Project Description The fungal pathogen Candida albicans is the most common cause of invasive fungal infection often originating from outgrowth and invasion from the GI tract. Invasion initially causes intra- abdominal infections (IAI), which are often polymicrobial, and can lead to bloodstream infection and fatal sepsis. When fungal species are involved, mortality rates increase dramatically to 50- 75% depending on patient risk factors.
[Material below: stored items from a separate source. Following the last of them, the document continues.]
Issue #219, opened 2012-06-04
Form feedback with JavaScript


mitar:
For some forms we can provide feedback even before they are submitted. One example is password matching when user has to repeat it twice. OK, I don't remember any other, but maybe somebody else will. ;-) So things which are not strictly validation (we are doing this still on the server) but improves user experience.

mitar:
Some things were done with #227, but some more things could be done. For example, for password we could check minimal length, for username minimal and maximal length and that it matches our regex. Don't hardcode those constants in those checks, but get them from Python code (move them there to top-level constant variables, then get them included in Django template, where it sets global JavaScript variables, and use that in those checks).

PR #223, opened 2012-06-07
Add password check match

domenc:
Issue #219

### DIFF
--- a/piplmesh/account/templates/user/registration.html
+++ b/piplmesh/account/templates/user/registration.html
@@ -1,6 +1,11 @@
 {% extends "plain.html" %}
 
-{% load i18n %}
+{% load static i18n %}
+
+{% block js %}
+    {{ block.super }}
+    <script src="{% static "piplmesh/js/register.js" %}" type="text/javascript"></script>
+{% endblock %}
 
 {% block title %}{% trans "Registration" %}{% endblock %}
 
--- a/piplmesh/frontend/static/piplmesh/js/home.js
+++ b/piplmesh/frontend/static/piplmesh/js/home.js
@@ -62,5 +62,23 @@ $(document).ready(function () {
 
     $('#search_users').change(redrawUserList).keyup(redrawUserList);
 
-    redrawUserList();
+    redrawUserList();    
 });
+
+$(window).bind("load", function() {
+    $('#id_password2').keyup(function() { checkPassword(); });
+});
+
+function checkPassword() {
+    var pass1 = document.getElementById('id_password1');
+    var pass2 = document.getElementById('id_password2');
+
+    var goodColor = "#66cc66";
+    var badColor = "#ff6666";
+
+    if(pass1.value == pass2.value){
+        pass2.style.backgroundColor = goodColor;
+    } else {
+        pass2.style.backgroundColor = badColor;
+    }
+}
--- a/piplmesh/frontend/static/piplmesh/js/register.js
+++ b/piplmesh/frontend/static/piplmesh/js/register.js
@@ -1,5 +1,6 @@
 $(document).ready(function () {
     $('#id_password2').keyup(checkPassword);
+    $('#id_email').keyup(checkEmail);
 });
 
 function checkPassword() {
@@ -14,5 +15,19 @@ function checkPassword() {
     {
         $(pass1).css('background-color','#ff6666');
         $(pass2).css('background-color','#ff6666');
+    }
+}
+
+function checkEmail() {
+    var email = "#id_email";
+    var emailReg = /^([\w-\.]+@([\w-]+\.)+[\w-]{2,4})?$/;
+
+    var emailValue = $(email).val();
+    if (!emailReg.test(emailValue)) {
+        $(email).css('background-color','#ff6666');
+    }
+    else
+    {
+        $(email).css('background-color','#66cc66');
     }
 }
--- a/piplmesh/frontend/static/piplmesh/js/register.js
+++ b/piplmesh/frontend/static/piplmesh/js/register.js
@@ -1,0 +1,18 @@
+$(document).ready(function () {
+    $('#id_password2').keyup(checkPassword);
+});
+
+function checkPassword() {
+    var pass1 = '#id_password1';
+    var pass2 = '#id_password2';
+
+    if($(pass1).val() == $(pass2).val()) {
+        $(pass1).css('background-color','#66cc66');
+        $(pass2).css('background-color','#66cc66');
+    }
+    else
+    {
+        $(pass1).css('background-color','#ff6666');
+        $(pass2).css('background-color','#ff6666');
+    }
+}


piplmesh/frontend/static/piplmesh/js/home.js
```diff
@@ -62,5 +62,23 @@ $(document).ready(function () {
 
     $('#search_users').change(redrawUserList).keyup(redrawUserList);
 
-    redrawUserList();
+    redrawUserList();
```
mitar, line 65: Some unnecessary space?

piplmesh/frontend/static/piplmesh/js/home.js
```diff
@@ -62,5 +62,23 @@ $(document).ready(function () {
 
     $('#search_users').change(redrawUserList).keyup(redrawUserList);
 
-    redrawUserList();
+    redrawUserList();    
 });
+
+$(window).bind("load", function() {
```
mitar, line 68: Static string.

mitar, line 68: We are putting spaces around `()` in anonymous functions. We always list all arguments, even if we do not use them, so that later developers know that they exist. Does this anonymous function gets any arguments on load?

piplmesh/frontend/static/piplmesh/js/home.js
```diff
@@ -62,5 +62,23 @@ $(document).ready(function () {
...
+    $('#id_password2').keyup(function() { checkPassword(); });
```
mitar, line 69: Bind to both keyup and change (what about copy/paste into the input box).

There is no reason to have an anonymous function which just calls `checkPassword`. Just bind `checkPassword`.

piplmesh/frontend/static/piplmesh/js/home.js
mitar, line 68: Oh, why load? jQuery proposes `ready`, which is before `load`. (Load means all dependencies are loaded, ready is when DOM is ready, which is much sooner.

piplmesh/frontend/static/piplmesh/js/home.js
```diff
@@ -62,5 +62,23 @@ $(document).ready(function () {
...
+});
+
+function checkPassword() {
+    var pass1 = document.getElementById('id_password1');
```
mitar, line 73: Please use jQuery.

piplmesh/frontend/static/piplmesh/js/home.js
```diff
@@ -62,5 +62,23 @@ $(document).ready(function () {
...
+    var pass2 = document.getElementById('id_password2');
+
+    var goodColor = "#66cc66";
```
mitar, line 76: Don't hardcode colors. Use CSS classes.

piplmesh/frontend/static/piplmesh/js/home.js
```diff
@@ -62,5 +62,23 @@ $(document).ready(function () {
...
+    var badColor = "#ff6666";
+
+    if(pass1.value == pass2.value){
```
mitar, line 79: Missing spaces.

piplmesh/frontend/static/piplmesh/js/home.js
```diff
@@ -62,5 +62,23 @@ $(document).ready(function () {
...
+        pass2.style.backgroundColor = goodColor;
+    } else {
```
mitar, line 81: Go into new line.

piplmesh/frontend/static/piplmesh/js/home.js
```diff
@@ -62,5 +62,23 @@ $(document).ready(function () {
...
+
+function checkPassword() {
+    var pass1 = document.getElementById('id_password1');
+    var pass2 = document.getElementById('id_password2');
+
+    var goodColor = "#66cc66";
+    var badColor = "#ff6666";
+
+    if(pass1.value == pass2.value){
+        pass2.style.backgroundColor = goodColor;
```
mitar, line 80: Use jQuery.

piplmesh/frontend/static/piplmesh/js/home.js
domenc, line 68: ready doenst work in FF and Opera

mitar, line 68: I am very very sure that it does. ;-) Check how we are doing this elsewhere in our code.

domenc, line 68: I add $('#id_password2').keyup(checkPassword()); to $(document).ready(function () { but doesn't work

mitar, line 68: `$('#id_password2').keyup(checkPassword);`

mitar, line 68: You should pass reference to the function, not function result. ;-)

domenc:
$('#id_password2').keyup(checkPassword) doesn't work under ready

mitar:
Please show me exactly the code which does not work. And in which why it does not work?

domenc:
$('#id_password2').keyup(checkPassword); under doucment ready

mitar:
Concrete code. ;-)

I really cannot believe that this does not work as I have very similar code working in many other projects. Can you find me any reference on the Internet about this? Can you reference my other concerns and let us see if it still does not work when we change for `ready`?

domenc:
I tested it:

I add next code to the $(document).ready: alert('LOL');
When i was at http://127.0.0.1:8000/ is work fine, but when i waas at http://127.0.0.1:8000/register/ doesn't work. (i use opera and FF). Please, test it on your machine

mitar:
Yes, but this is not the problem with ready but with our broken JavaScript. ;-)

If you would run Firebug you would see that on register page our JavaScript fails (`map.js` expects `node` global variable and it cannot find any).

I will fix this now.

domenc:
ok

mitar:
Merge from main repository.

domenc:
Doesn't work for me

mitar:
Yes, `home.js` is now not included anymore in registration template. You have to define your own JavaScript file for there.

domenc:
Eeee, i see

domenc:
Can you check last two commit?

mitar:
Aha, I didn't notice. You have to write something here for me to be notified. If you just add new commits to the pull request, I am not noticed.

Why you would like to read CSS from CSS file?

You still have event on windows load?

piplmesh/account/templates/user/registration.html
```diff
@@ -1,6 +1,11 @@
 {% extends "plain.html" %}
 
-{% load i18n %}
+{% load static i18n %}
+
+{% block js %}
+    {{ block.super }}
+    <script src="{% static "piplmesh/js/register.js" %}" type="text/javascript"></script>
+{% endblock %}
```
mitar, line 8: Good. Just name it the same as template, _registration_.

piplmesh/frontend/static/piplmesh/js/home.js
mitar, line 65: You added some unnecessary space at the end of this line.

piplmesh/frontend/static/piplmesh/js/home.js
mitar, line 68: TODO.

piplmesh/frontend/static/piplmesh/js/home.js
mitar, line 69: TODO.

mitar:
On pull request, click on "diff" on the top of the page and you will see all comments inline in the code.

mitar:
You have to pull and merge new changes from the main repository.

mitar:
Aha, I see. You left your changes in `home.js` as they were. You have to remove them. And just leave those in new file you made.

piplmesh/frontend/static/piplmesh/js/register.js
```diff
@@ -0,0 +1,33 @@
+$(document).ready(function () {
+    $('#id_password2').keyup(checkPassword);
```
mitar, line 2: Bind to both `keyup` and `change`.

piplmesh/frontend/static/piplmesh/js/register.js
```diff
@@ -0,0 +1,33 @@
...
+    $('#id_email').keyup(checkEmail);
+});
+
+function checkPassword() {
+    var pass1 = '#id_password1';
```
mitar, line 7: No need for those variables. Just do `$('#id_password1')`. We will not rename element IDs so often.

domenc:
OK, i will create a new pull request on this all changes (then I edit all file and commit on github)

piplmesh/frontend/static/piplmesh/js/register.js
```diff
@@ -0,0 +1,33 @@
...
+    var pass2 = '#id_password2';
+
+    if($(pass1).val() == $(pass2).val()) {
+        $(pass1).css('background-color','#66cc66');
```
mitar, line 11: No, in CSS file define CSS class. And then just add or remove those class from from the element.

piplmesh/frontend/static/piplmesh/js/register.js
```diff
@@ -0,0 +1,33 @@
...
+    else
+    {
+        $(pass1).css('background-color','#ff6666');
+        $(pass2).css('background-color','#ff6666');
+    }
+}
+
+function checkEmail() {
+    var email = "#id_email";
+    var emailReg = /^([\w-\.]+@([\w-]+\.)+[\w-]{2,4})?$/;
```
mitar, line 23: This is much much too simplified. E-mail addresses can be much more complex.

piplmesh/frontend/static/piplmesh/js/register.js
```diff
@@ -0,0 +1,33 @@
...
+
+    var emailValue = $(email).val();
+    if (!emailReg.test(emailValue)) {
+        $(email).css('background-color','#ff6666');
+    }
+    else
```
mitar, line 29: `else` and `{` should be on the same line. So:

```
if () {
    ...
}
else {
    ...
}
```

piplmesh/frontend/static/piplmesh/js/register.js
domenc, line 11: A try with addClass and removeClass but for me doesn't work ($('pass1').removeClass('input_ok input_error').addClass('input_ok')) or is this wrong?

mitar, line 11: There is difference between your:

```
$('pass1').removeClass('input_ok input_error').addClass('input_ok');
```

and

```
$(pass1).removeClass('input_ok input_error').addClass('input_ok');
```

domenc, line 11: Sorry, I thought: $(pass1).removeClass('input_ok input_error').addClass('input_ok');

mitar, line 11: That should work. Probably you just have to remove the old class, not both. But still, it should work. Check if Firebug if it really adds classes. Also, you can run your code in Firebug manually. So open Firebug, run `$('#id_password1').removeClass('input_ok input_error').addClass('input_ok');` and see what happens. Is there an error? Does DOM change?

domenc:
I add new issue #227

We recently developed an animal model of polymicrobial fungal/bacterial intra-abdominal infection (IAI) with C. albicans (Ca) and Staphylococcus aureus (Sa) that mimics clinical invasive disease (dissemination/sepsis) resulting in 80-100% mortality within 96 h post-inoculation. In contrast, co-infection with the closely related C. dubliniensis (Cd) resulted in <10% mortality. Of particular interest, survivors of Cd/Sa or Cd alone re-challenged with a lethal co-infection (Ca/Sa) resulted in >90% survival. The protective response is sustained long term (up to at least 60 days prior to re-challenge) and is broad-spectrum providing protection against similarly lethal C. tropicalis/Sa and C. krusei/Sa IAI. Surprisingly, the Cd-induced protection against lethal IAI is NOT mediated by adaptive immunity, but instead appears to be through a mechanism of trained innate immunity (non-specific memory mediated by innate cells). Preliminary data indicate that the trained innate response by Cd is mediated by Gr-1+ myeloid derived suppressor cells (MDSC) that have been reported in human sepsis. The concept of trained innate immunity mediated by MDSCs is novel for infectious disease. Accordingly, our central hypothesis is that exposure to low virulence Candida species induce sustained broad spectrum trained innate immune protection against lethal polymicrobial fungal-bacterial sepsis. Mechanistically, we hypothesize that the protective response is mediated by epigenetically re- programed MDSCs during trained innate immunity. The objective of this proposal is to define host and microbial requirements for induction of protective trained innate immunity during polymicrobial sepsis and investigate mechanisms involved in induction, training and effector functions.

项目描述 真菌病原体白色念珠菌是侵袭性真菌感染的最常见原因 通常源自胃肠道的生长和侵入。入侵最初会导致内部 腹部感染 (IAI)，通常是多种微生物，可导致血流感染 和致命的败血症。当涉及真菌物种时，死亡率急剧增加至 50- 75% 取决于患者的危险因素。我们最近开发了多种微生物的动物模型 白色念珠菌 (Ca) 和金黄色葡萄球菌引起的真菌/细菌腹内感染 (IAI) (Sa) 模拟临床侵袭性疾病（传播/败血症），导致 80-100% 死亡率 接种后96小时内。相反，与密切相关的都柏林念珠菌 (Cd) 的共同感染 导致死亡率<10%。特别令人感兴趣的是，Cd/Sa 或单独 Cd 的幸存者重新受到挑战 致命的双重感染 (Ca/Sa) 导致存活率 >90%。保护反应持续 长期（重新挑战前至少 60 天）且具有广谱性，提供保护 对抗同样致命的热带念珠菌/Sa 和克柔念珠菌/Sa IAI。令人惊讶的是，Cd 诱导的 对致命性 IAI 的保护不是由适应性免疫介导的，而是似乎是由 通过训练有素的先天免疫机制（先天细胞介导的非特异性记忆）。 初步数据表明，Cd 训练后的先天反应是由 Gr-1+ 骨髓细胞介导的 衍生抑制细胞（MDSC）已在人类脓毒症中有报道。的概念 由 MDSC 介导的训练有素的先天免疫对于传染病来说是新颖的。因此，我们的 中心假设是，接触低毒力念珠菌物种会导致持续广泛的感染 频谱训练的先天免疫保护可防止致命的多种微生物真菌-细菌败血症。 从机制上讲，我们假设保护性反应是由表观遗传重新介导的 在训练先天免疫期间对 MDSC 进行编程。该提案的目标是定义 宿主和微生物对诱导保护性训练的先天免疫的要求 多种微生物败血症并研究诱导、训练和效应器涉及的机制 功能。